##### INPUT DATA #####

PR #2048, opened 2024-05-10
Change where manage debug context is set

worksofliam:
### Changes

On the edge case when other extensions are setting the `DEBUG_MANAGED` variable, we now set the context when the connection is made.

### How to test this PR

Examples:

1. Set the environment variable `DEBUG_MANAGED` before connecting to a system and expect the debug setup view to be hidden.

### Checklist

* [x] have tested my change


SanjulaGanepola (approved):
Works as expected. Thanks for the fix

PR #161, opened 2024-03-26
New collection and de-duplication logic

pyrco:
When paths contain intermediate symlinks, these intermediate symlinks are collected instead of collecting the unresolved path as is. De-duplication between sysvol and it's equivalent drive letter path is done properly.
Collecting of special files (e.g. MFT, Recyclebin etc.) is properly abstracted.

(DIS-1222)

### DIFF
--- a/acquire/collector.py
+++ b/acquire/collector.py
@@ -9,10 +9,9 @@ from collections import defaultdict
 from contextlib import contextmanager
 from dataclasses import dataclass
 from itertools import groupby
-from pathlib import Path
 from typing import (
     TYPE_CHECKING,
-    Any,
+    BinaryIO,
     Callable,
     Iterable,
     Optional,
@@ -28,14 +27,10 @@ from dissect.target.exceptions import (
     NotASymlinkError,
     SymlinkRecursionError,
 )
+from dissect.target.filesystem import Filesystem
 from dissect.target.helpers import fsutil
 
-from acquire.utils import (
-    StrEnum,
-    get_formatted_exception,
-    normalize_path,
-    normalize_sysvol,
-)
+from acquire.utils import StrEnum, get_formatted_exception, normalize_path
 
 if TYPE_CHECKING:
     from acquire.outputs.base import Output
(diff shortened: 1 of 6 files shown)


acquire/collector.py
```diff
@@ -289,114 +285,364 @@ def collect(
...
         if not module_name:
             raise ValueError("Module name must be provided or Collector needs to be bound to a module")
 
         if not isinstance(path, fsutil.TargetPath):
             path = self.target.fs.path(path)
 
-        if self.filter(path) is True:
-            log.info("- Collecting file %s: Skipped (filtered out)", path)
-            return
+        log.info("- Collecting path %s", path)
```
Schamper, line 361: With the new logging I get a lot of seemingly duplicate log lines printed to the console, can that be cleaned up more? Maybe log some things to debug (the log file) and only print the minimal amount of log lines necessary to the console (info).

For example, this is what I see for every single file:
```
- Collecting path /c:/Users/User/AppData/Local/Microsoft/Windows/UsrClass.dat.LOG1
- Collecting file /c:/Users/User/AppData/Local/Microsoft/Windows/UsrClass.dat.LOG1 to: fs/c:/Users/User/AppData/Local/Microsoft/Windows/UsrClass.dat.LOG1
- Collecting file /c:/Users/User/AppData/Local/Microsoft/Windows/UsrClass.dat.LOG1 succeeded
- Collecting path /c:/Users/User/AppData/Local/Microsoft/Windows/UsrClass.dat.LOG1 succeeded
```

I liked the `... : OK` that we previously had, but I also like how now you're more easily able to track progress. Maybe something like this?
```
- Collecting file /c:/Users/User/AppData/Local/Microsoft/Windows/UsrClass.dat.LOG1 ...
- ... Done!
```

Maybe we can move towards `structlog` in the future to better facilitate this too.

acquire/collector.py
```diff
@@ -289,114 +285,364 @@ def collect(
...
+                return
 
-    def collect_symlink(self, path: fsutil.TargetPath, module_name: Optional[str] = None) -> None:
-        try:
-            outpath = self._output_path(path)
-            self.output.write_entry(outpath, path.get())
+            # If a path does not exist, is_dir(), is_file() and is_symlink() will return False (and
+            # not raise an exception), so we need to explicitly trigger an exception for this using
+            # collect_inpath.get().  This also checks if the path can be fully resolved.
+            path_entry = collect_inpath.get()
```
Schamper, line 417: `.stat()` is the more pathlib-like approach. Or `.exists()` ofcourse.

acquire/collector.py
pyrco: Yeah, that's a bit unfortunate. The initial collection will always be a 'path' and it is not clear upfront if this will result in a single file, directory or something else with or without a set of intermediate symlinks.

I don't really see a different way to indicate which set of artifacts belong to a certain path, while retaining the traceability where and which things fail to collect.

pyrco:
> My output also sometimes has mixed drive letter capitalization, notably for the PowerShell history and Startup LNK files. Ideally we normalize that too.

That is the same issue as generic path name uniformization. So see my comment about that.

Schamper (approved):

PR #165, opened 2024-04-04
Add AnyDesk paths

Poeloe:


acquire/acquire.py
```diff
@@ -1217,9 +1217,14 @@ class RemoteAccess(Module):
         ("glob", "sysvol/Program Files/TeamViewer/*.log"),
         ("glob", "sysvol/Program Files (x86)/TeamViewer/*.log"),
         ("glob", "AppData/Roaming/TeamViewer/*.log", from_user_home),
-        # anydesk
+        # anydesk - Windows
         ("dir", "sysvol/ProgramData/AnyDesk"),
         ("glob", "AppData/Roaming/AnyDesk/*.trace", from_user_home),
+        ("dir", "AppData/AnyDesk/", from_user_home),
+        ("dir", "AnyDesk/", from_user_home),
```
Schamper, line 1224: Are these correct?

Poeloe: Changed this (misunderstood the environment variables in the documentation) and changed from collecting entire directory to only the .trace files, such that we won't be surprised by the size of the other files that are present ;)

acquire/acquire.py
```diff
@@ -1217,9 +1217,13 @@ class RemoteAccess(Module):
         ("glob", "sysvol/Program Files/TeamViewer/*.log"),
         ("glob", "sysvol/Program Files (x86)/TeamViewer/*.log"),
         ("glob", "AppData/Roaming/TeamViewer/*.log", from_user_home),
-        # anydesk
+        # anydesk - Windows
         ("dir", "sysvol/ProgramData/AnyDesk"),
         ("glob", "AppData/Roaming/AnyDesk/*.trace", from_user_home),
+        ("glob", "AppData/Roaming/AnyDesk/*/*.trace", from_user_home),
```
Schamper, line 1223:
```suggestion
        ("glob", "AppData/Roaming/AnyDesk/**/*.trace", from_user_home),
```
Would this work?

acquire/acquire.py
```diff
@@ -1217,9 +1217,13 @@ class RemoteAccess(Module):
...
+        # anydesk - Mac + Linux
+        ("glob", ".anydesk*/*.trace", from_user_home),
```
Schamper, line 1225: Just checking - is it actually `.anydesk*` or should it be `.anydesk/*`?

Schamper (changes requested):

acquire/acquire.py
Poeloe: It should be like it is ;)

https://support.anydesk.com/knowledge/trace-files#trace-file-locations --> For the Custom Client, it could be located in `~/.anydesk_ad_<prefix>/anydesk_ad_<prefix>.trace` or for the Standard Client just `~/.anydesk/anydesk.trace`

acquire/acquire.py
Poeloe: It would work, but I don't know if it will negatively impact the runtime, since it will then traverse all of the paths

Schamper (approved):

#####

* [WHAT THE TASK REQUIRES]:
Reproduce every line of the material above exactly.

* [RESULT OF THIS TASK]:
PR #2048, opened 2024-05-10
Change where manage debug context is set

worksofliam:
### Changes

On the edge case when other extensions are setting the `DEBUG_MANAGED` variable, we now set the context when the connection is made.

### How to test this PR

Examples:

1. Set the environment variable `DEBUG_MANAGED` before connecting to a system and expect the debug setup view to be hidden.

### Checklist

* [x] have tested my change


SanjulaGanepola (approved):
Works as expected. Thanks for the fix

PR #161, opened 2024-03-26
New collection and de-duplication logic

pyrco:
When paths contain intermediate symlinks, these intermediate symlinks are collected instead of collecting the unresolved path as is. De-duplication between sysvol and it's equivalent drive letter path is done properly.
Collecting of special files (e.g. MFT, Recyclebin etc.) is properly abstracted.

(DIS-1222)

### DIFF
--- a/acquire/collector.py
+++ b/acquire/collector.py
@@ -9,10 +9,9 @@ from collections import defaultdict
 from contextlib import contextmanager
 from dataclasses import dataclass
 from itertools import groupby
-from pathlib import Path
 from typing import (
     TYPE_CHECKING,
-    Any,
+    BinaryIO,
     Callable,
     Iterable,
     Optional,
@@ -28,14 +27,10 @@ from dissect.target.exceptions import (
     NotASymlinkError,
     SymlinkRecursionError,
 )
+from dissect.target.filesystem import Filesystem
 from dissect.target.helpers import fsutil
 
-from acquire.utils import (
-    StrEnum,
-    get_formatted_exception,
-    normalize_path,
-    normalize_sysvol,
-)
+from acquire.utils import StrEnum, get_formatted_exception, normalize_path
 
 if TYPE_CHECKING:
     from acquire.outputs.base import Output
(diff shortened: 1 of 6 files shown)


acquire/collector.py
```diff
@@ -289,114 +285,364 @@ def collect(
...
         if not module_name:
             raise ValueError("Module name must be provided or Collector needs to be bound to a module")
 
         if not isinstance(path, fsutil.TargetPath):
             path = self.target.fs.path(path)
 
-        if self.filter(path) is True:
-            log.info("- Collecting file %s: Skipped (filtered out)", path)
-            return
+        log.info("- Collecting path %s", path)
```
Schamper, line 361: With the new logging I get a lot of seemingly duplicate log lines printed to the console, can that be cleaned up more? Maybe log some things to debug (the log file) and only print the minimal amount of log lines necessary to the console (info).

For example, this is what I see for every single file:
```
- Collecting path /c:/Users/User/AppData/Local/Microsoft/Windows/UsrClass.dat.LOG1
- Collecting file /c:/Users/User/AppData/Local/Microsoft/Windows/UsrClass.dat.LOG1 to: fs/c:/Users/User/AppData/Local/Microsoft/Windows/UsrClass.dat.LOG1
- Collecting file /c:/Users/User/AppData/Local/Microsoft/Windows/UsrClass.dat.LOG1 succeeded
- Collecting path /c:/Users/User/AppData/Local/Microsoft/Windows/UsrClass.dat.LOG1 succeeded
```

I liked the `... : OK` that we previously had, but I also like how now you're more easily able to track progress. Maybe something like this?
```
- Collecting file /c:/Users/User/AppData/Local/Microsoft/Windows/UsrClass.dat.LOG1 ...
- ... Done!
```

Maybe we can move towards `structlog` in the future to better facilitate this too.

acquire/collector.py
```diff
@@ -289,114 +285,364 @@ def collect(
...
+                return
 
-    def collect_symlink(self, path: fsutil.TargetPath, module_name: Optional[str] = None) -> None:
-        try:
-            outpath = self._output_path(path)
-            self.output.write_entry(outpath, path.get())
+            # If a path does not exist, is_dir(), is_file() and is_symlink() will return False (and
+            # not raise an exception), so we need to explicitly trigger an exception for this using
+            # collect_inpath.get().  This also checks if the path can be fully resolved.
+            path_entry = collect_inpath.get()
```
Schamper, line 417: `.stat()` is the more pathlib-like approach. Or `.exists()` ofcourse.

acquire/collector.py
pyrco: Yeah, that's a bit unfortunate. The initial collection will always be a 'path' and it is not clear upfront if this will result in a single file, directory or something else with or without a set of intermediate symlinks.

I don't really see a different way to indicate which set of artifacts belong to a certain path, while retaining the traceability where and which things fail to collect.

pyrco:
> My output also sometimes has mixed drive letter capitalization, notably for the PowerShell history and Startup LNK files. Ideally we normalize that too.

That is the same issue as generic path name uniformization. So see my comment about that.

Schamper (approved):

PR #165, opened 2024-04-04
Add AnyDesk paths

Poeloe:


acquire/acquire.py
```diff
@@ -1217,9 +1217,14 @@ class RemoteAccess(Module):
         ("glob", "sysvol/Program Files/TeamViewer/*.log"),
         ("glob", "sysvol/Program Files (x86)/TeamViewer/*.log"),
         ("glob", "AppData/Roaming/TeamViewer/*.log", from_user_home),
-        # anydesk
+        # anydesk - Windows
         ("dir", "sysvol/ProgramData/AnyDesk"),
         ("glob", "AppData/Roaming/AnyDesk/*.trace", from_user_home),
+        ("dir", "AppData/AnyDesk/", from_user_home),
+        ("dir", "AnyDesk/", from_user_home),
```
Schamper, line 1224: Are these correct?

Poeloe: Changed this (misunderstood the environment variables in the documentation) and changed from collecting entire directory to only the .trace files, such that we won't be surprised by the size of the other files that are present ;)

acquire/acquire.py
```diff
@@ -1217,9 +1217,13 @@ class RemoteAccess(Module):
         ("glob", "sysvol/Program Files/TeamViewer/*.log"),
         ("glob", "sysvol/Program Files (x86)/TeamViewer/*.log"),
         ("glob", "AppData/Roaming/TeamViewer/*.log", from_user_home),
-        # anydesk
+        # anydesk - Windows
         ("dir", "sysvol/ProgramData/AnyDesk"),
         ("glob", "AppData/Roaming/AnyDesk/*.trace", from_user_home),
+        ("glob", "AppData/Roaming/AnyDesk/*/*.trace", from_user_home),
```
Schamper, line 1223:
```suggestion
        ("glob", "AppData/Roaming/AnyDesk/**/*.trace", from_user_home),
```
Would this work?

acquire/acquire.py
```diff
@@ -1217,9 +1217,13 @@ class RemoteAccess(Module):
...
+        # anydesk - Mac + Linux
+        ("glob", ".anydesk*/*.trace", from_user_home),
```
Schamper, line 1225: Just checking - is it actually `.anydesk*` or should it be `.anydesk/*`?

Schamper (changes requested):

acquire/acquire.py
Poeloe: It should be like it is ;)

https://support.anydesk.com/knowledge/trace-files#trace-file-locations --> For the Custom Client, it could be located in `~/.anydesk_ad_<prefix>/anydesk_ad_<prefix>.trace` or for the Standard Client just `~/.anydesk/anydesk.trace`

acquire/acquire.py
Poeloe: It would work, but I don't know if it will negatively impact the runtime, since it will then traverse all of the paths

Schamper (approved):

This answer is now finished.